# landscaping and scenery



## doctorslotcar (Jul 25, 2004)

Now That The Layout Is How I Want It Im Trying To Add The Realism Thru Hand Made Trees And Hills, Etc.paper Mache And Plaster Works Well With Earth Tone Paints And Sprinkles Of Dried Moss Particles Sealed In Matte Clear.problem Is This Takes Me Too Long And Found A Short Cut To My Filling In Small Openings On The Layout-- Im Simply Cutting Bubble Wrap To Irregular Shapes And Sizes, Spray And Sprinke And Wow This Stuff Looks Real.
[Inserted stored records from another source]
PR #2027, opened 2018-02-23
Duel refactor stage 1: modularization, some cleanup, teleport fixes

Trildar:
Split up duels.lua into more modules and refactor some of the code. Notable changes off the top of my head include:
* Storing Duel zones into an array and using loops to avoid repetition
* Store item cooldowns with the handles as keys and the cooldowns as values and loop over them to restore (cause that function chain thing was seriously hard to understand)
* Rewrite summon finding code, in SafeTeleportAll, in functional style (tried to use GetAdditionalOwnedUnits as well, but it's not usable in this case due to the reasons stated in the comment)

I was going to do a major overhaul of the Duel system at the same time, but figured I should probably stagger the changes a little. Goodness knows I ran into 99 googol `nil` errors just making these changes. Oh how I long for static analysis.


Trildar:
Ah, yes. Also changed the teleport retries in `SafeTeleport` to not add 100 more max distance every retry. I just know that's going to end up disagreeing with something... as much as I wished it didn't.

chrisinajar:
Will merge in ~20 hours. Test well and make sure final duels still work.

PR #2028, opened 2018-02-26
Sohei lint fixes

Trildar:
You can shut up now, Travis.

PR #2029, opened 2018-02-26
Sohei abilities warnings fix attempt

zelding:
- removed whitespace (tab)
- changed target resolving to circumvent variable shadowing


zelding:
fixed already in #2028

PR #2031, opened 2018-02-28
Sohei model animation and particles fixes

carlosrpg:


game/scripts/vscripts/components/duels/duels.lua
```diff
@@ -722,6 +722,7 @@ function Duels:SavePlayerState (hero)
 end
 
 function Duels:RestorePlayerState (hero, state)
+  hero:Interrupt(  )
```
chrisinajar: Should we Stop, instead, to prevent queued commands from running?

PR #2038, opened 2018-03-02
Puck invulnerability

GymLeaderGiovanni:
Phase shift gave potentential invulnerability. Reduced duration to prevent this.


GymLeaderGiovanni:
do i need to fix all of the travis errors it looks like they are all because of the new update except for puck phase shift which is what I changed so it doesn't match vanilla but also doesn't give the potential for permanent phase shift.

l34Um1:
Just want to make clear that this should be merged before the tournament. We don't want Phase Shift abuse.

PR #2040, opened 2018-03-02
Fix Valve's 7.10 update. And fix of Puck's Wanning Rift damage and Disruptor's Thunder Strike damage

Anonymous331297:


imaGecko:
Not sure why it shows travis as pending, it did run

game/scripts/npc/abilities/lone_druid_spirit_bear.txt
```diff
@@ -37,7 +37,7 @@
       "02"
       {
         "var_type"                                        "FIELD_INTEGER"
-        "bear_regen_tooltip"                              "4 5 6 7 11 15"
+        "bear_regen_tooltip"                              "5 6 7 8 11 15" //OAA dota is wrong
```
chrisinajar: What?

Haganeko:
@chrisinajar for some of the abilities (kunkka) you changed the level 5/6 increases in proportion with the change in the increases on 1/2/3/4 (base increase went from 20 to 25 so you made epic increase from 60 to 75) while on others (starfall) you kept it the same. Why?

chrisinajar:
Sometimes it warranted it and sometimes it didn't. I don't usually change late game scaling when the early game was nerfed without changing the last level much, since by our equations we should *buff* the ability which was nerfed, and that seems weird to me. A lot of these changes I'm called "early game nerf, same late game."

Haganeko:
Ugh, this is going to disrupt the whole meta

PR #2042, opened 2018-03-02
Fix Massive lag found during stream

carlosrpg:


Haganeko:
I assume this reduces the number of calls?

Trildar:
I'm fairly certain this has never been a problem before. How do you know this was causing lag?

carlosrpg:
https://clips.twitch.tv/CheerfulNeighborlyButterFailFish

Trildar:
I'm not sure those errors are actually related to the lag. Given the other things in the console after it, it seems like it happened a while ago. Though it could be that it just stopped printing them since that tends to happen with those types of errors.

There's also the matter that this error would only come up after upgrading GGG or destroying it. And if it's happening continuously, it's likely a sign of the modifier not getting removed somehow, which would be a much bigger issue.

Melongod:
There has been way more lag spikes lately.

chrisinajar:
This wont fix the client side exception that didn't cause the lag.

PR #2043, opened 2018-03-02
Fix Map Exploits

warpdragon:
adjusted a bounding box to prevent possible duel exploits.


warpdragon:
@chrisinajar this should go in b4 tourney

PR #2046, opened 2018-03-05
bottle statue

warpdragon:
bottle statue


warpdragon:
Bottle statue complete with particles.
Panel complete
Opens with right click instead of left click currently.

chrisinajar:
I don't think standins should be on the status. They don't get any of the other benefits from winning, and then even if they are included then they should be listed last.

Also did we double check with the players how they'd like their names? I assume tournament tags are fine, but worth checking.

warpdragon:
fixed.

PR #2249, opened 2018-06-21
Fix tier 4 Uriel ability list to match tier 5

Trildar:


chrisinajar:
lol we dumb, nice find trildar 👍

Let Me Know Of Any Of Your Ideas-- Thanx


----------



## redwog (Jan 3, 2004)

Doctor
I used 'Blue Board Foam' and made them where they were sectional and would slide into place. Its quite easy even to get it to form tight to the edge of the track even. After I get a section made wuth litterly blocks of foam board I then carve it and shape it with a rasp and rough sandpaper - paint it with earth color latex paint - apply first coat of flock then follow with additional layers of flock to give depth. When it is like I want it I too spray a couple good coats of 'fix' and it is done. The beauty of this is you can change it anytime or re-build another section for a different scene. Also all the detail work is done at the beanch and not over the track! 
E-Mail me and I will be happy to send some pictures of the process!
Hopefully I will be able to do one of Kevin Shaws tracks someday!
Ted


----------



## roadrner (Jul 21, 1999)

Hey Doc & Red,
You guys are a tease, you could post some pix on the thread too.  rr


----------



## redwog (Jan 3, 2004)

Sorry Roadrunner but Ive tried several times and cant get pictures to load to this board - 
Probably just something I am not doing right - Sorry!
Although Gegory Braun was kind enough to use my track on his site:
www.hoslotcarracing.com/
For his article entitled "WOODEN TRACK" 
Hope you enjoy!


----------



## AfxToo (Aug 29, 2003)

-----


----------



## doctorslotcar (Jul 25, 2004)

Sorry I cant get my pics from 58 kb down to the required size this forum wiill accept


----------



## AfxToo (Aug 29, 2003)

-----


----------



## doctorslotcar (Jul 25, 2004)

*got a few pictures up go to top of page to view*

got a few pics up but i made em too small. what is the largest pixel size this forum accepts ???


----------



## jack0fall (Sep 8, 2004)

Doc, normal members get 256k of disk space and the pics can't be any larger then 50k. HTH


Jeff


----------



## doctorslotcar (Jul 25, 2004)

*im lovin that expanda foam*

pictures are up im almost half done , that expanda foam is fun stuff. real time saver but tricky to use


----------